-- GOAL OF THE EXERCISE --
Could you return every record below exactly as it is written?

-- MATERIAL SUPPLIED --
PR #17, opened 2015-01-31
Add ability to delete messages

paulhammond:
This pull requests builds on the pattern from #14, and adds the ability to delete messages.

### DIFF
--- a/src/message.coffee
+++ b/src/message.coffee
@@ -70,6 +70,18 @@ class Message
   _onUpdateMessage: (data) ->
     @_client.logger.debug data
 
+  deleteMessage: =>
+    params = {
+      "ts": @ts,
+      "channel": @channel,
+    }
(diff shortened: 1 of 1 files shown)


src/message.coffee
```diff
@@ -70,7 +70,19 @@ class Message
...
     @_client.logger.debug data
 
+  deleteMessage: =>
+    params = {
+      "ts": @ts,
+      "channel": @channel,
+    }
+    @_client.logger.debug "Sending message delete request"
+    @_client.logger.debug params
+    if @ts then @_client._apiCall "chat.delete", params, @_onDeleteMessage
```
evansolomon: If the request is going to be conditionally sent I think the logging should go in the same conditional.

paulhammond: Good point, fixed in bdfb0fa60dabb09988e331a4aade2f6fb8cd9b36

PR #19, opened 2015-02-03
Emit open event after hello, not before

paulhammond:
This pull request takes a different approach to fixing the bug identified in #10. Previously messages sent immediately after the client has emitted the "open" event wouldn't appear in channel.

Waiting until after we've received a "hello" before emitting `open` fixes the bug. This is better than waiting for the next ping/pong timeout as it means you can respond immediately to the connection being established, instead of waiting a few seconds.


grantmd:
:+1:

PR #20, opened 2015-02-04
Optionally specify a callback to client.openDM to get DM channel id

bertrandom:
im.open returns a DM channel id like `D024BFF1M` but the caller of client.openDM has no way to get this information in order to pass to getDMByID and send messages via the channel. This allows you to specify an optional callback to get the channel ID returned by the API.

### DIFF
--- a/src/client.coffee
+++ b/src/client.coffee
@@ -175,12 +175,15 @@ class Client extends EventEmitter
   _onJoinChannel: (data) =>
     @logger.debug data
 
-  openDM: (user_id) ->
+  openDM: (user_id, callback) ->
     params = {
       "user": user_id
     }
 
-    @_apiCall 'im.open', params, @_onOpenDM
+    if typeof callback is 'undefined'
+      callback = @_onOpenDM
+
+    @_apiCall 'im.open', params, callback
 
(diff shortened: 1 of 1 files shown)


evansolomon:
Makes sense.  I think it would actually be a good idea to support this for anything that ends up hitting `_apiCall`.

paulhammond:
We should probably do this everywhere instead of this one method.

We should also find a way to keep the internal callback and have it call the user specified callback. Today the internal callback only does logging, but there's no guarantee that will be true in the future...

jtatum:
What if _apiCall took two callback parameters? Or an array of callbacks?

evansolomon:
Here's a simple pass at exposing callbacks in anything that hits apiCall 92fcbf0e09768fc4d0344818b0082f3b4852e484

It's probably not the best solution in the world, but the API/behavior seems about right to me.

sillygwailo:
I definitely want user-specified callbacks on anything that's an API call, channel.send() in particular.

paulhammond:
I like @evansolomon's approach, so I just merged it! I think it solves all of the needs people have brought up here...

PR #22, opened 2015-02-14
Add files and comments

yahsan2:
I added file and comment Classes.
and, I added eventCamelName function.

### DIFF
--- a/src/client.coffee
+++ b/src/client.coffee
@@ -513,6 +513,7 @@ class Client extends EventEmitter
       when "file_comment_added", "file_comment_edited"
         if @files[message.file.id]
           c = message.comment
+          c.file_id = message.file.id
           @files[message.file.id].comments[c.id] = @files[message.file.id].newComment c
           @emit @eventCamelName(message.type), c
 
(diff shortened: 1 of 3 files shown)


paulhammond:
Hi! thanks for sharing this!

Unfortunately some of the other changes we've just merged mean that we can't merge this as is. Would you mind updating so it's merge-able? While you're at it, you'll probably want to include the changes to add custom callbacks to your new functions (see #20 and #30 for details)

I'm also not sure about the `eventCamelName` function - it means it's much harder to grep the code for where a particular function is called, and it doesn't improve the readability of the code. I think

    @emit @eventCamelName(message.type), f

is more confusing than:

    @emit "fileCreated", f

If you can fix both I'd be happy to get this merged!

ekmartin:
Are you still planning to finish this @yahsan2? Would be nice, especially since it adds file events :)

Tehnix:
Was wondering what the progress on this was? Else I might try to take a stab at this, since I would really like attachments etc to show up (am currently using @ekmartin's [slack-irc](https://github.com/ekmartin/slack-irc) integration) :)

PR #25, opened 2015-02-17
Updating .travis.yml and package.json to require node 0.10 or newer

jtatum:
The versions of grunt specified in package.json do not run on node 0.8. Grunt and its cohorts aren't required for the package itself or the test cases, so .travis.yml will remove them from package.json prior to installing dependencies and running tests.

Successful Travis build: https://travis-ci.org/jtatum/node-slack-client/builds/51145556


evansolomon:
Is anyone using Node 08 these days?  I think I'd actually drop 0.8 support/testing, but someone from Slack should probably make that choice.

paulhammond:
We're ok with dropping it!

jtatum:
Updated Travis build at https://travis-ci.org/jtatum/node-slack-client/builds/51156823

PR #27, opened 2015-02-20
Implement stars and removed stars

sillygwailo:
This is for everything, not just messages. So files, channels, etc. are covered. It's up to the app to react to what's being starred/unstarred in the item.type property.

-- FINAL ANSWER --
PR #17, opened 2015-01-31
Add ability to delete messages

paulhammond:
This pull requests builds on the pattern from #14, and adds the ability to delete messages.

### DIFF
--- a/src/message.coffee
+++ b/src/message.coffee
@@ -70,6 +70,18 @@ class Message
   _onUpdateMessage: (data) ->
     @_client.logger.debug data
 
+  deleteMessage: =>
+    params = {
+      "ts": @ts,
+      "channel": @channel,
+    }
(diff shortened: 1 of 1 files shown)


src/message.coffee
```diff
@@ -70,7 +70,19 @@ class Message
...
     @_client.logger.debug data
 
+  deleteMessage: =>
+    params = {
+      "ts": @ts,
+      "channel": @channel,
+    }
+    @_client.logger.debug "Sending message delete request"
+    @_client.logger.debug params
+    if @ts then @_client._apiCall "chat.delete", params, @_onDeleteMessage
```
evansolomon: If the request is going to be conditionally sent I think the logging should go in the same conditional.

paulhammond: Good point, fixed in bdfb0fa60dabb09988e331a4aade2f6fb8cd9b36

PR #19, opened 2015-02-03
Emit open event after hello, not before

paulhammond:
This pull request takes a different approach to fixing the bug identified in #10. Previously messages sent immediately after the client has emitted the "open" event wouldn't appear in channel.

Waiting until after we've received a "hello" before emitting `open` fixes the bug. This is better than waiting for the next ping/pong timeout as it means you can respond immediately to the connection being established, instead of waiting a few seconds.


grantmd:
:+1:

PR #20, opened 2015-02-04
Optionally specify a callback to client.openDM to get DM channel id

bertrandom:
im.open returns a DM channel id like `D024BFF1M` but the caller of client.openDM has no way to get this information in order to pass to getDMByID and send messages via the channel. This allows you to specify an optional callback to get the channel ID returned by the API.

### DIFF
--- a/src/client.coffee
+++ b/src/client.coffee
@@ -175,12 +175,15 @@ class Client extends EventEmitter
   _onJoinChannel: (data) =>
     @logger.debug data
 
-  openDM: (user_id) ->
+  openDM: (user_id, callback) ->
     params = {
       "user": user_id
     }
 
-    @_apiCall 'im.open', params, @_onOpenDM
+    if typeof callback is 'undefined'
+      callback = @_onOpenDM
+
+    @_apiCall 'im.open', params, callback
 
(diff shortened: 1 of 1 files shown)


evansolomon:
Makes sense.  I think it would actually be a good idea to support this for anything that ends up hitting `_apiCall`.

paulhammond:
We should probably do this everywhere instead of this one method.

We should also find a way to keep the internal callback and have it call the user specified callback. Today the internal callback only does logging, but there's no guarantee that will be true in the future...

jtatum:
What if _apiCall took two callback parameters? Or an array of callbacks?

evansolomon:
Here's a simple pass at exposing callbacks in anything that hits apiCall 92fcbf0e09768fc4d0344818b0082f3b4852e484

It's probably not the best solution in the world, but the API/behavior seems about right to me.

sillygwailo:
I definitely want user-specified callbacks on anything that's an API call, channel.send() in particular.

paulhammond:
I like @evansolomon's approach, so I just merged it! I think it solves all of the needs people have brought up here...

PR #22, opened 2015-02-14
Add files and comments

yahsan2:
I added file and comment Classes.
and, I added eventCamelName function.

### DIFF
--- a/src/client.coffee
+++ b/src/client.coffee
@@ -513,6 +513,7 @@ class Client extends EventEmitter
       when "file_comment_added", "file_comment_edited"
         if @files[message.file.id]
           c = message.comment
+          c.file_id = message.file.id
           @files[message.file.id].comments[c.id] = @files[message.file.id].newComment c
           @emit @eventCamelName(message.type), c
 
(diff shortened: 1 of 3 files shown)


paulhammond:
Hi! thanks for sharing this!

Unfortunately some of the other changes we've just merged mean that we can't merge this as is. Would you mind updating so it's merge-able? While you're at it, you'll probably want to include the changes to add custom callbacks to your new functions (see #20 and #30 for details)

I'm also not sure about the `eventCamelName` function - it means it's much harder to grep the code for where a particular function is called, and it doesn't improve the readability of the code. I think

    @emit @eventCamelName(message.type), f

is more confusing than:

    @emit "fileCreated", f

If you can fix both I'd be happy to get this merged!

ekmartin:
Are you still planning to finish this @yahsan2? Would be nice, especially since it adds file events :)

Tehnix:
Was wondering what the progress on this was? Else I might try to take a stab at this, since I would really like attachments etc to show up (am currently using @ekmartin's [slack-irc](https://github.com/ekmartin/slack-irc) integration) :)

PR #25, opened 2015-02-17
Updating .travis.yml and package.json to require node 0.10 or newer

jtatum:
The versions of grunt specified in package.json do not run on node 0.8. Grunt and its cohorts aren't required for the package itself or the test cases, so .travis.yml will remove them from package.json prior to installing dependencies and running tests.

Successful Travis build: https://travis-ci.org/jtatum/node-slack-client/builds/51145556


evansolomon:
Is anyone using Node 08 these days?  I think I'd actually drop 0.8 support/testing, but someone from Slack should probably make that choice.

paulhammond:
We're ok with dropping it!

jtatum:
Updated Travis build at https://travis-ci.org/jtatum/node-slack-client/builds/51156823

PR #27, opened 2015-02-20
Implement stars and removed stars

sillygwailo:
This is for everything, not just messages. So files, channels, etc. are covered. It's up to the app to react to what's being starred/unstarred in the item.type property.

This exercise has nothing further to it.